PR #1960, opened 2026-06-19
feat(codex): emit and preserve :minimal filesystem baseline

saitota:
## Background

Codex CLI `v0.112.0-alpha.8` introduced `:minimal` as a `FileSystemSpecialPath` that enables `include_platform_defaults()`, providing the platform/runtime read access needed for sandboxed command execution on macOS, Linux, and Windows. Without `:minimal = "read"` in the profile, commands fail inside the sandbox on those platforms.

Rulesync's existing model had no concept of these Codex-native sandbox baseline paths (`:minimal`, `:root`, `:tmpdir`, `:slash_tmp`), so they were silently dropped on import and never emitted on generate.

## Changes

- Always emit `":minimal" = "read"` in the generated `permissions.<profile>.filesystem` table
- Skip `:minimal`, `:root`, `:tmpdir`, `:slash_tmp` on import so they never pollute rulesync's permission model (they're Codex-native baselines, not user rules)
- Preserve existing `:root`, `:tmpdir`, `:slash_tmp` values verbatim on regeneration via `mergeWithExistingProfile`
- Remove dead `Object.keys(filesystem).length > 0` guard (filesystem is always non-empty after `:minimal` init)
- Add `:minimal = "read"` assertion to E2E test per Tool × Feature matrix requirement
- Document the new behavior in `docs/reference/file-formats.md`

Closes https://github.com/dyoshikawa/rulesync/issues/1876

## References

- openai/codex#13434 — `FileSystemSpecialPath::Minimal` and `include_platform_defaults()`
- #1733 — prior issue on Codex sandbox baseline loss (network)

## Test plan

- [x] `pnpm fmt:check` / `oxlint` / `typecheck` — clean
- [x] `cspell` / `secretlint` — clean
- [x] `codexcli-permissions.test.ts` — 39 pass (6 new cases covering `:minimal` emit, import skip, round-trip, `:root`/`:tmpdir`/`:slash_tmp` pass-through)
- [x] E2E `codexcli` permissions case updated to assert `filesystem[":minimal"] === "read"`

PR #1970, opened 2026-06-20
fix(codexcli): round-trip :root/:tmpdir/:slash_tmp through the rulesync model

### LINKED ISSUE #1965: Follow-ups from PR #1960: codex :minimal import drops user :root/:tmpdir/:slash_tmp on fresh regenerate
## Background

PR #1960 (`feat(codex): emit and preserve :minimal filesystem baseline`, by @saitota) was merged after batch review. It makes the Codex CLI permissions adapter always emit `[":minimal" = "read"]` in the `filesystem` table (which enables Codex's `include_platform_defaults()` in a Restricted sandbox) and preserve user-customized `:root`/`:tmpdir`/`:slash_tmp` baseline keys by overlaying them from an existing `.codex/config.toml`. Correctness of the `:minimal` semantics was verified against the upstream Codex source (`codex-rs/protocol/src/permissions.rs`, `core/src/config/permissions.rs`), code review was clean, and CI was green.

The findings below are **non-blocking** follow-ups surfaced during review; none was severity high/critical, so they did not block the merge.

### Finding 1 (mid) — Baseline keys skipped on import can silently drop a user's restrictive `:root`/`:tmpdir`/`:slash_tmp` in the fresh-clone regenerate path
`src/features/permissions/codexcli-permissions.ts` — `convertCodexProfileToRulesync` now skips `CODEX_FILESYSTEM_BASELINE_KEYS` (`:minimal`, `:root`, `:tmpdir`, `:slash_tmp`) on import. Before this PR, importing a hand-authored Codex config with e.g. `":root" = "deny"` populated the rulesync model and round-tripped on every regenerate. After this PR, those keys never enter `.rulesync/permissions.json` (the committed source of truth); their preservation depends entirely on `mergeWithExistingProfile` reading them back from an existing `.codex/config.toml`. But `.codex/config.toml` is gitignored generated output, so the realistic workflow — commit `.rulesync/permissions.json`, fresh clone, `rulesync generate` with no pre-existing config — does NOT preserve the value, and a user's deliberate `:root = "deny"` tightening is silently lost.

This is a (narrow) weakening of permission posture: it only affects users who imported a hand-authored Codex config that set these special baseline keys restrictively, and the keys are platform-path toggles rather than arbitrary files, hence mid rather than high. The PR's "preserve :root/:tmpdir" test passes only because it keeps the existing config file in place; it does not cover the model-is-source-of-truth fresh-clone case.

**Suggested fix (reviewer):** either (a) continue importing `:root`/`:tmpdir`/`:slash_tmp` into the rulesync model (as before) so they live in the committed source of truth — only `:minimal` needs the always-emit treatment — or (b) emit a `logger.warn` when these baseline keys are encountered on import and dropped, so the user knows the value persists only if the generated config file is retained.

### Finding 2 (low) — `:minimal` is forced to `"read"` and cannot be overridden
`:minimal` is always emitted as `"read"` and the merge never lets an existing config's `:minimal` value win; it is also skipped on import, so a user cannot express any other value through rulesync. This is acceptable because `:minimal` is a read-only platform-defaults toggle (it does not grant write) and matches Codex's intended design, but unlike the `extends`/`network.mode`/`unix_sockets` overrides it overwrites a hand-set `:minimal` without a warning. Low impact; arguably by design.

## Solution / Next Steps

1. (Finding 1, primary) Stop dropping `:root`/`:tmpdir`/`:slash_tmp` on import (keep them in the rulesync model), or warn when they are dropped — so an imported restrictive baseline is not silently lost on a fresh-clone regenerate.
2. (Finding 2) Optionally warn when overwriting a hand-set `:minimal`.

## References

- PR #1960 — Codex `:minimal` filesystem baseline.
- Upstream: https://github.com/openai/codex/blob/main/codex-rs/protocol/src/permissions.rs (FileSystemSpecialPath, include_platform_defaults), https://github.com/openai/codex/blob/main/codex-rs/core/src/config/permissions.rs (parse_special_path).

dyoshikawa:
## Summary

Fixes a permission-posture weakening introduced by PR #1960 in `src/features/permissions/codexcli-permissions.ts`.

PR #1960 added `:root`, `:tmpdir`, and `:slash_tmp` to `CODEX_FILESYSTEM_BASELINE_KEYS` and **skipped all of them on import**, re-emitting them only by overlaying values from an **existing** `.codex/config.toml` in `mergeWithExistingProfile`. Because `.codex/config.toml` is gitignored generated output, the realistic workflow — commit `.rulesync/permissions.json`, fresh clone, `rulesync generate` with no pre-existing config — **silently dropped** a user's restrictive `:root = "deny"`.

## Changes

- **Import**: only `:minimal` is skipped on import now (it is the always-emitted, non-user-managed fixed baseline). `:root`, `:tmpdir`, and `:slash_tmp` flow through `addRulesyncFilesystemRule` like any ordinary filesystem pattern, so they land in the rulesync model (`:root = "deny"` → read/edit `deny`; `:tmpdir = "write"` → edit `allow`; etc.).
- **Export**: unchanged — `addFilesystemRule` already routes any `:`-prefixed pattern into `filesystem[pattern] = access`, so a model containing `:root = "deny"` re-emits `filesystem[":root"] = "deny"`. Round-trips cleanly with no existing config.
- **Merge**: removed the now-redundant baseline-overlay loop in `mergeWithExistingProfile`. It could re-introduce a **stale** value the user intentionally removed. `:minimal` is always set by `newProfile`, so it was never actually overlaid; `:workspace` / `:workspace_roots` / `extends` / `network` handling is untouched, and the always-emit `:minimal = "read"` behavior is preserved.
- Removed the `CODEX_FILESYSTEM_BASELINE_KEYS` constant and updated comments so the code accurately reflects that only `:minimal` is a non-user-managed baseline.
- Updated `docs/reference/file-formats.md` (and synced `skills/rulesync/`) to describe the new round-trip behavior.

## Tests

- Replaced the old "preserve user-customized `:root`/`:tmpdir`" test (which kept an existing config file in place) with one that asserts the behavior **through the model**: import → model contains `:root`/`:tmpdir` → regenerate from a **fresh** dir with **no** existing config → the values still appear.
- Flipped "should not import `:root` or `:tmpdir`" to assert they now **are** imported (and `:minimal` still is not).
- Added the regression test PR #1960 missed: import `:root = "deny"` + `:tmpdir`, assert they land in the model, regenerate into a fresh/empty output dir, and assert `:root = "deny"` / `:tmpdir` are **not lost** while `:minimal = "read"` is still always emitted.
- Existing codexcli-permissions tests and the Tool×Feature happy-path e2e (`e2e-permissions.spec.ts`) all pass.

Full `pnpm cicheck` (code + content): all 6892 tests pass, format/lint/typecheck/cspell/secretlint clean.

Closes #1965
https://github.com/dyoshikawa/rulesync/issues/1965
Ref: #1960


dyoshikawa:
Merged. Thanks!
+ + + +
What to produce: Search the entries for the string "pnpm" and collect each line that has it.

Answer for the task:
- [x] `pnpm fmt:check` / `oxlint` / `typecheck` — clean
Full `pnpm cicheck` (code + content): all 6892 tests pass, format/lint/typecheck/cspell/secretlint clean.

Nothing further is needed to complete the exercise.